Trabalhadores com carteira assinada já podem transferir empréstimos consignados de outros bancos para o Crédito do Trabalhador, aproveitando condições mais competitivas a partir de junho de 2025. Com taxas reduzidas e agilidade na contratação, essa novidade marca uma nova etapa para quem busca reorganizar suas finanças ou aliviar juros pesados.
Ao longo deste texto, você entenderá desde como funciona a portabilidade e quem pode solicitar até os principais cuidados para evitar surpresas desagradáveis no orçamento. Quer saber se essa oportunidade é para você? Continue e confira como transformar sua dívida em uma escolha mais inteligente.
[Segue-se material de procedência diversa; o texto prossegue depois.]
PR #2273, opened 2020-05-01
Mimick full datasets

noracato:
- Create task mimick_full_dataset to symlink all missing files and create a mimicked full.ad file for datasets with different analysis years.
- Create specs that check for changes in the original full files to keep the mimicked files up to date
- Mimick the datasets nl2016 and nl2017

Goes together with quintel/etlocal#231


redekok:
🥳

Issue #2274, opened 2020-05-01
Rake symlink_curves should be adapted


michieldenhaan:
The rake task ``symlink_curves`` is largely obsolete now that ETLocal automatically symlinks the correct curves when exporting a dataset to ETSource (https://github.com/quintel/etlocal/pull/231). This means that ``local_curves.yml`` is no longer needed (🥳).

As @redekok pointed out, the ``symlink_curves`` task can still be useful in case you want to symlink a region to another year. E.g. use 2015 curves for some 2017 regions to make sure the curves match with those used in other scenarios/studies.

To make this possible, the current rake task should be adapted in the following way:

- [ ] Make it possible to specify a region and desired 'curve' year in the terminal rather than in ``local_curves.yml``
- [ ] Remove ``local_curves.yml``

PR #2279, opened 2020-05-18
Adapt symlink_curves task

redekok:
Fixes https://github.com/quintel/etsource/issues/2274


noracato:
👍 👍 👍 
Thanks @redekok! I removed the each loop that is now redundant (we were looping over 1 item). All set to merge now 😄

redekok:
Haha, good point. Thanks! 🤓

PR #2282, opened 2020-05-26
Use 2018 parameter file to generate G2A curves

michieldenhaan:
Previous curves were based on 2021 parameter file provided by NEDU. Changed to 2018 to ensure curves are aligned with upcoming 2018 update


DorinevanderVlies:
Nice!

For reference: https://github.com/quintel/etdataset/commit/543337592f9b667f73d96caeb0b1411f88acefd5

PR #2310, opened 2020-06-26
Electricity sankey: remove solar pv curtailment from flexibility

marliekeverweij:
See https://github.com/quintel/etmodel/issues/3421


marliekeverweij:
@antw could you maybe also merge this fix with production? :)

PR #2320, opened 2020-07-10
Updated presets II3050

MartLubben:


marliekeverweij:
This is the scenario list in my local model:
Screenshot 2020-07-10 at 15 09 21
If you have suggestions for improving the titles and ordering let me know @everybody!

antw:
FYI, while preset titles cannot be localised presently, you can add locale-specific *descriptions* like so:

```
= descriptions =
  <div class="nl">
    Dutch description...
  </div>

  <div class="en">
    English description...
  </div>
```

marliekeverweij:
@antw two questions:
- I've just tried to add the links to a Refman-document, but they don't show up as a link. what's going wrong?
- the scenario title on the scenario page now says II3050 Europese CO<sub>2</sub>-sturing and not the 2 as subscript. is that possible or should we not try? ;) 

Screenshot 2020-07-10 at 15 31 16

antw:
> I've just tried to add the links to a Refman-document, but they don't show up as a link. what's going wrong?

Links to a different *host* are stripped. When deployed, the host is "enegytransitionmodel.com", but locally it will be something like "localhost" or "etmodel.dev". The links should show up when deployed.

> the scenario title on the scenario page now says II3050 Europese CO2-sturing and not the 2 as subscript. is that possible or should we not try? ;)

We allow a subset of safe HTML tags in descriptions, but titles should not contain any. HTML tags are escaped to prevent users from injecting harmful tags.

I suggest changing the title to "CO2" for now (no `<sub>`) and we can handle this in ETModel by rendering it with the subscript.

marliekeverweij:
Closing as presets are now on PRO!

PR #2343, opened 2020-08-31
Add conversions to molecule nodes with energy counterpart

redekok:
@michieldenhaan I'm still getting some Atlas "CannotParseError" btw, when trying to load ETEngine on my local machine:

image


michieldenhaan (changes requested):
The syntax should be carrier: co2_conversion_per_mj, not the actual carrier name. See:
https://deploy-preview-57--etm-docs.netlify.app/contrib/molecules/#molecule-flow-is-based-on-a-carrier-attribute

E.g. `- from_energy.conversion.coal = carrier: co2_conversion_per_mj`
instead of
`- from_energy.conversion.coal = coal: co2_conversion_per_mj`

michieldenhaan (approved):

PR #2363, opened 2020-10-14
Set all curves to NL2017 except buildings appliances

DorinevanderVlies:
For buildings appliances the original curve for households appliances is used as Ameland has many small tourist houses in the buildings sector.


marliekeverweij:
The Ameland dataset loads locally and below you can see the household and buildings heat demand curves:

Screenshot 2020-10-14 at 12 09 35

marliekeverweij:
There are two semaphore errors for the sum of the households_appliances and buildings_appliances curves not being exactly 1/3600. Maybe some rounding has taken place
Screenshot 2020-10-14 at 12 11 37

marliekeverweij (approved):

PR #2373, opened 2020-11-03
Update emission factors UK and NI

marliekeverweij:


michieldenhaan:
I think we're good to go. Remove the old, unused FCE sliders. These sliders referred to countries like South Africa, Russia etc. causing the model to stop loading when these countries aren't explicitly specified in the FCE files.

Did a global search and only found some references to these sliders in ETModel, but they all seem to be hidden/disabled. I'll send a separate PR to remove these references.

michieldenhaan (approved):

PR #2376, opened 2020-11-10
Electricity storage technologies update

mabijkerk:
Updated etsource files of the five electricity storage technologies in the model: household battery, ev battery, large-scale battery, reservoirs, underground pumped storage. This was done to match the updates in the corresponding datasets that were performed in the etdataset#856 pull request.


michieldenhaan:
Question for @ChaelKruip: @mabijkerk researched new households P2P specs as the old specs were outdated and not fully documented. One striking difference is that the old volume per unit was quite high: 20 kWh compared to 10 kWh in the new specs. This was perhaps caused by a misinterpretation of the old source data. We think 10 kWh is a more realistic value for one household (at least in the foreseeable future). This change has an impact on existing scenarios: the user (implicitly) sets the installed number of units, so with the new value the available volume in scenarios effectively halves. We have roughly three options:
- Migrate scenarios, i.e. doubling the household battery share. For scenarios with a current slider setting of more than 50%, this can only be done to some degree as the slider cannot go above 100%.
- Alter the new specs such that one battery unit has 20 kWh volume instead of 10 kWh (i.e. double the volume, capacity, costs etc.). This means the energetic impact on scenarios is close to zero. 
- Do nothing (to a certain extent this can be seen as a 'bug fix')

Do you have a preference for one of these options?

ChaelKruip:
> Migrate scenarios, i.e. doubling the household battery share. For scenarios with a current slider setting of more than 50%, this can only be done to some degree as the slider cannot go above 100%.

Thanks for this clear overview @michieldenhaan! 

I prefer the first option as it tries to accommodate as much as possible the vision of a scenario which I think will be likely based on storage volume rather than capacity. This is a bit of a curtesy to the user in comparison to option three. Option two is interesting and tempting but I feel that it is hard to explain that we use a 'double' battery as the default. So, option one still has my preference.

PR #90, opened 2025-01-05
Fix pcmrecord fp32 wav file fact chunk sample/frame count value

scottnewell:


ka9q:
I'm not using that wav chunk, so I'm glad you found and fixed it.

PR #91, opened 2025-01-06
Add --details arg to powers to add bin/freq/newline to output

scottnewell:


ka9q (approved):
Seems reasonable. Thanks.

PR #92, opened 2025-01-08
Fobos SDR Support + Change the way SDRPlay is compiled

cmh716:
This main purpose of this PR is to add support for the Fobos SDR, which can sample up to 80Ms and has a 40MHz+ spectrum.  This radio requires a driver, libfobos, which must be built from source before compiling because there is not yet a precompiled package.

Originally, I planned to make a Makefile.fobos, but quickly observed some problems with this approach:
1. I would not be able to compile support for both the SDRPlay and Fobos since SDRPlay was built from Makefile.sdrplay
2. As changes occurred to Makefile.linux and Makefile.debug, these same changes would need to be performed by the owner of the SDRPlay code (KE5GDB) and myself, KC2DAC, for Fobos so they would frequently break for no real benefit since 99% of the contents of Makefile.sdrplay/fobos are the same as Makefile.linux.

For example, the Makefile.sdrplay is **currently broken** because of recent changes requiring libsamplerate.

My proposal in this PR request is to remove Makefile.sdrplay and instead incorporate some simple logic into the main Makefile.linux and Makefile.debug to optionally compile SDRPlay and/or Fobos support.  I hope that @ke5gdb is okay with this. 

If we want to compile KA9Q-RADIO with default set of SDRs, we would run: make (as we do now)
If we want to compile KA9Q-RADIO with default set of SDRs + FOBOS, we would run: make FOBOS=1
If we want to compile KA9Q-RADIO with default set of SDRs + SDRPlay, we would run: make SDRPLAY=1
If we want to compile KA9Q-RADIO with default set of SDRs + FOBOS + SDRPlay, we would run: make FOBOS=1 SDRPLAY=1

If we don't set these optional parameters, it would be business as usual, and these would be skipped


cmh716:
Thanks for the feedback @ke5gdb .  I think this will result in less rework for all of us.

cmh716:
I have both a SDRPlay and Fobos and both seem functional when I compiled via:
make FOBOS=1 SDRPLAY=1 

This is without a Makefile.sdrplay

ke5gdb:
Also @argilo and I looked at putting the SDRPlay driver in the CI pipeline but ran into some issues due to, you guessed it, that damn closed source API. At some point I'd like to investigate using [libmirisdr](https://github.com/ericek111/libmirisdr-5), but that's for another day.

cmh716:
yeah, the Fobos API is open source, but no pre-compiled package exists, so it needs to be built from the source. Initially, I had the Makefile configured to automatically fetch and build the source (and it worked), but I figured there would be too much apprehension having that much change to support one more SDR.  I decided to go this (much simpler) route until Rigexpert creates a proper libfobos package.  Once they do, it'll be simple to add Fobos in the mainline.  I'm not sure how much interest there will be in Fobos in KA9Q-RADIO, but for VHF-UHF, it's the highest bandwidth device available for this project.

fventuri:
Couple of notes:
- another reason for writing `Makefile.sdrplay` is that I don't own an RTL-SDR, an Airspy, a FunCube or an RX-888, and I don't want to have to install additional libraries and packages just to run ka9q-radio with my SDRplay RSPdx and RSPduo, so I stripped the original `Makefile.linux` of all the other types of SDRs
- also a while ago (I see it's about 3 years ago) I reorganized the source files for ka9q-radio so that it could be configured and built using `cmake` and therefore be a little easier to select the SDRs ones wants to have built. You can find what I did in the `cmake` branch here: https://github.com/fventuri/ka9q-radio/tree/cmake

Franco

cmh716:
Thank you for the explanation, Franco, and for contributing to this project!

cmh716:
Phil added a config validation yesterday, so I've updated fobos.c and sdrplay.c to stay current

ka9q:
Oh man, I guess I have to address this problem soon. I haven't used cmake much before, but it's becoming clear that ka9q-radio's build options are becoming complex enough to really need it. Yeah, it seems inelegant to have to install a package you don't actually need just to get something to compile, but at the same time wouldn't it be nice to have a binary that just runs everywhere? That may not be important as long as people continue to compile from github sources, but _eventually_ I need to package all this up in Debian packages, and then a more general binary is still desirable. I could just use cmake and turn on all the options when making the Debian package, but then apt would still have to install those extra dependencies.

fventuri:
Phil,
another option could be to use `dlopen()` to load the required 3rd party libraries at runtime as needed: https://tldp.org/HOWTO/Program-Library-HOWTO/dl-libraries.html
With this approach there would be only one general ka9q-radio binary, and it wouldn't be linked to say libsdrplay_api and therefore it wouldn't add that dependency for those who don't have a SDRplay RSP.
It would add some code to dynamically load the symbols for the few functions specific to SDRplay API, but I think there's just a dozen or less of them that I invoke in ka9q-radio `sdrplay.c`, so it is not a big deal. If you are interested, I can change the `sdrplay.c` source code to do that.
This is very similar to what Leif Åsbrink does in Linrad.

Franco

ka9q:
That's an excellent suggestion, Franco. I was pondering dynamic linking but had forgotten about dlopen() as I don't think I've ever used it.

ka9q:
Franco, I just read dlopen() and realized it actually looks (!) easy. I've already done most of the work required in having a set of pointers to functions in my Frontend structure for the setup, start, tune and other functions. The library would then implement those functions with the names name_setup, name_start, etc. The only remaining question is what the shared library file should be called. I could make that a keyword in the [hardware] section of the config file or have it default to some convention.

ka9q:
I just pushed over a main.c with dlopen support for hardware devices. _It's untested_. Franco, give it a look and tell me if it meets your needs.

fventuri:
Phil,
these days I am answering emails and messages using a laptop that has very little installed.
My main PC and the SDRplay SDRs are all in boxes that I haven't had the time to unpack yet (I just brought them in from the pod this morning).
Once I have everything setup, I'll be able to test it and I'll let you know how it goes, but it'll be a few days.

On the other hand, I just thought that it might be easy for you to reorganize the code for the RX-888 as a dynamic library and just try with that, and see how it goes (it would also give me a template about what to do for the SDRplay code).

Franco

ka9q:
OK, I thought of doing just that but figured I'd let you do the honors. If it'll be a while I'll try it when I get a chance. I've been on a long hacking binge lately.

ka9q:
After a few glitches, it works!  Rather than remove the static drivers from radiod and risk breaking existing installations, I've added a testing kludge to the makefile that builds a separate dynamic version of each existing driver (rx888.so, airspy.so, etc). To test them, remove the corresponding references in main.c and rebuild radiod to force the loading of the dynamic version. Add the line "library=/usr/local/lib/airspy.so" in the hardware section of your config file to load it.

This should give the SDRPlay and Fobos fans all the hooks they need to create dynamically loadable drivers. Have at it!

ke5gdb:
Awesome! I'll start testing it with the SDRplay this week.

ka9q:
If I'd known it was going to be this easy, I would have done it long ago. Thanks Franco for the suggestion!

cmh716:
Awesome thanks Phil and Franco!  I'll be testing fobos right away.  One unrelated question, Phil

On your new key validation (for example):
config_validate_section(stdout,Dictionary,"hardware",Airspy_keys,NULL);
  
Shouldn't it be "airspy" instead of "hardware"  because in the airspy conf file, it's [airspy]?

I only ask because I added it to my program and to get the warning messages on bad config entries, I needed to use "fobos" so I want to make sure I did not do anything wrong.

cmh716:
it works!  I suppose if we can to add fobos to this project now, all I need to do is supply:
fobos.c
config/an_example_fobos.conf (with library in the config)
a markdown document of how to install the driver and build/copy the shared object.  

I'll get on that.  this will be easy.  Thanks!

ka9q:
Right! Glad to hear it works. We may have to decide how to structure the makefiles for all this stuff.

ka9q:
Yes indeed, that was a typo. I'd noticed this and intended to fix. Will do so now.

ka9q:
Fixed. I also moved the checks to after verifying that the device= entry is correct, though it doesn't really matter because that's a fatal error anyway.

cmh716:
This is what I've come up with to add Fobos:

https://github.com/cmh716/ka9q-radio/compare/main...cmh716:ka9q-radio:fobos_shared_object

This is just a comparison view.  Do these steps seem appropriate?  It seems to work in my tests.

cmh716:
Or, do you think I should make a tiny Makefile.fobos for this?

ka9q:
Looks reasonable to me. Can you send me a push request here?

cmh716:
Thank you, Phil.  I have just reset this branch so only those changes are included now in this pull request.  I have not included any of the SDRPlay stuff in here but if anyone wants me to do the same with SDRPlay, I'll gladly do it and submit a different request.

ka9q:
OK, I'm not sure how to handle this, still being a git neophyte, but I can see what you did in my Makefile.linux and I'm making those changes by hand. I wanted to just accept your doc files but don't know how.

ka9q:
I'll also accept any new C files you want to add to the repository, since they shouldn't affect anything else if you don't use them.

ka9q:
I just extracted a few and manually added them myself. If you have any more, send them over. It's OK that fobos.h is missing for now, because the makefile doesn't try to compile fobos.c

ka9q:
I got the SDRPlay working! I've had a RSP1 and a RSP2 sitting on my shelf for years, never used because of the driver status. I cleaned up the existing sdrplay.c, made changes to Makefile.linux to build it as a dynamic module. And I found and installed the API -- that was the hard part. I eventually found https://github.com/srcejon/sdrplayapi and installed it. I now have my unit receiving the two local National Weather Service broadcasts using one of the sample config files somebody (Franco?) wrote. The sdrplay.so file is not built by default because of the hassle involved in installing the API package, and the fact that it contains proprietary object-only code in a driver. I have no idea what it does but it seems to work.

To build with sdrplay support, first install the API. Then say "make SDRPLAY=1", then "sudo make SDRPLAY=1 install".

O que você vai ler neste artigo:
A partir de 6 de junho de 2025, empregados com carteira assinada, MEIs registrados e domésticos passaram a ter o direito de migrar dívidas consignadas para o Crédito do Trabalhador. Nessa nova fase, o objetivo do governo é fomentar concorrência, obrigando bancos a oferecerem juros mais baixos ou condições superiores à linha de crédito anterior.
Esse processo foi regulamentado por medida provisória, que obriga as instituições a reduzirem as taxas na portabilidade ao menos até 21 de julho. Após esse prazo, os bancos podem negociar outros patamares, embora a tendência seja a manutenção das condições mais vantajosas para atrair novos clientes.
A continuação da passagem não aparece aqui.